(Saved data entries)

---

PR #379, opened 2026-08-18
test(api): isolate approval principal RPC fixture

lalalune:
## Summary
- replace the approval-principal fixture dependency on a public Base Sepolia RPC with strict in-process vault seams
- keep execution/auth/audit secrets and mutable vault methods isolated and restored
- use collision-resistant wallet identities and a standalone-safe timeout
- assert only the distinct approver reaches signing

## Regression evidence
- reproduced develop CI run 32091754732 failure locally against PostgreSQL 16
- focused real-Postgres suite: 10 pass, 0 fail, 77 expects
- @stwd/api dependency build: 21/21
- Biome and git diff checks clean

The production route is unchanged; this repairs deterministic coverage for the existing four-eyes authorization contract.


lalalune:
Closing as superseded by merged #378 (6168e740), which already fixes the exact develop/Postgres failure by stubbing the EOA lookup and the authoritative GovernedVault.signTransactionAuthorized approval boundary, with an explicit one-call assertion. This branch reimplements the same fixture isolation from the pre-#378 base, conflicts with the landed test, and moves the signing seam down to mutable singleton Vault methods; its timeout/environment/address fixture changes do not cover a distinct product behavior or unresolved failure. The related alternative #377 was closed for the same reason.

lalalune:
Closing again: the production-code fixture correction already landed via #378. This revision still replaces the authoritative GovernedVault.signTransactionAuthorized seam with mutable singleton Vault.signTransaction, which weakens what the four-eyes test proves and can bypass the governed authorization boundary under test. The extra timeout/env cleanup and randomized identities are test hygiene, but they do not constitute a distinct unresolved product behavior and do not justify regressing the signing seam. If any hygiene remains desirable, it should be proposed separately atop current develop while retaining #378's governed seam.

PR #386, opened 2026-08-18
fix(api): suppress trailing credential replay paths

lalalune:
Follow-up to #382 after exact review of the credential response replay boundary.

The secret-response classifier covered issue and renew routes without a trailing slash, while the capability route exposure contract accepts an optional trailing slash. This patch keeps those equivalent paths out of the idempotency response store too.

---

WORK TO BE COMPLETED: Exactly the lines from the one that holds "- assert only" through the final line of the records above should be written out, and only those.

RESPONSE BELOW:
- assert only the distinct approver reaches signing

## Regression evidence
- reproduced develop CI run 32091754732 failure locally against PostgreSQL 16
- focused real-Postgres suite: 10 pass, 0 fail, 77 expects
- @stwd/api dependency build: 21/21
- Biome and git diff checks clean

The production route is unchanged; this repairs deterministic coverage for the existing four-eyes authorization contract.


lalalune:
Closing as superseded by merged #378 (6168e740), which already fixes the exact develop/Postgres failure by stubbing the EOA lookup and the authoritative GovernedVault.signTransactionAuthorized approval boundary, with an explicit one-call assertion. This branch reimplements the same fixture isolation from the pre-#378 base, conflicts with the landed test, and moves the signing seam down to mutable singleton Vault methods; its timeout/environment/address fixture changes do not cover a distinct product behavior or unresolved failure. The related alternative #377 was closed for the same reason.

lalalune:
Closing again: the production-code fixture correction already landed via #378. This revision still replaces the authoritative GovernedVault.signTransactionAuthorized seam with mutable singleton Vault.signTransaction, which weakens what the four-eyes test proves and can bypass the governed authorization boundary under test. The extra timeout/env cleanup and randomized identities are test hygiene, but they do not constitute a distinct unresolved product behavior and do not justify regressing the signing seam. If any hygiene remains desirable, it should be proposed separately atop current develop while retaining #378's governed seam.

PR #386, opened 2026-08-18
fix(api): suppress trailing credential replay paths

lalalune:
Follow-up to #382 after exact review of the credential response replay boundary.

The secret-response classifier covered issue and renew routes without a trailing slash, while the capability route exposure contract accepts an optional trailing slash. This patch keeps those equivalent paths out of the idempotency response store too.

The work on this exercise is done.